- THE TASK:
Restate only the tail of the data below, starting at the line that contains "jexp: also add" and including the last line, word for word.

□ □ □ □

PR #62, opened 2016-07-04
Fixing a failing test

bachmanm:
... and cheekily adding myself to the list of DEVs, there will be more stuff coming from GraphAware as we will retire some of our modules and migrate the functionality to APOC


ikwattro:
Thanks @bachmanm 

Build pass locally, merging..

PR #72, opened 2016-07-26
update readme.adoc

anuragknoldus:
I  just want to add this change because when we place jar into $Neo4j_Home/plugins than it is very useful to find the count of procedure into any specific package. So we can know that we have latest apoc-procedure or not.

Thanks.


readme.adoc
```diff
@@ -81,6 +81,16 @@ RETURN name AS undocumented
 
 // end::help[]
 
+=== Builtin Pakage and Procedure count
+
+// tag::procedurecount[]
+
+To find the procedure count with the pakage in database:
```
jexp: typo in package

jexp: also add the Cypher statement in a [source,cypher] block not just the image

readme.adoc
```diff
@@ -81,6 +81,16 @@ RETURN name AS undocumented
 
 // end::help[]
 
+=== Builtin Pakage and Procedure count
```
jexp: typo in Pa_c_kage

anuragknoldus:
Sorry Michael for the typing error.
I will update it and than again send the pull request.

□ □ □ □

- RESPONSE TO THE TASK:
jexp: also add the Cypher statement in a [source,cypher] block not just the image

readme.adoc
```diff
@@ -81,6 +81,16 @@ RETURN name AS undocumented
 
 // end::help[]
 
+=== Builtin Pakage and Procedure count
```
jexp: typo in Pa_c_kage

anuragknoldus:
Sorry Michael for the typing error.
I will update it and than again send the pull request.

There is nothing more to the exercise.